YOUR INSTRUCTIONS> Retype every record below exactly as it is written.
--- SOURCE MATERIAL Enclosed Below ---
PR #1138, opened 2023-07-15
small correction for Predefined Predicates and Conditions documentation

SimonVerhoeven:
whilst the sample code indeed compiles, the added condition will not be used.

### DIFF
--- a/docs/userguide/007_The_Lang_API.adoc
+++ b/docs/userguide/007_The_Lang_API.adoc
--- End of Enclosed SOURCE MATERIAL ---
ANSWER BOX>
PR #1138, opened 2023-07-15
small correction for Predefined Predicates and Conditions documentation

SimonVerhoeven:
whilst the sample code indeed compiles, the added condition will not be used.

### DIFF
--- a/docs/userguide/007_The_Lang_API.adoc
+++ b/docs/userguide/007_The_Lang_API.adoc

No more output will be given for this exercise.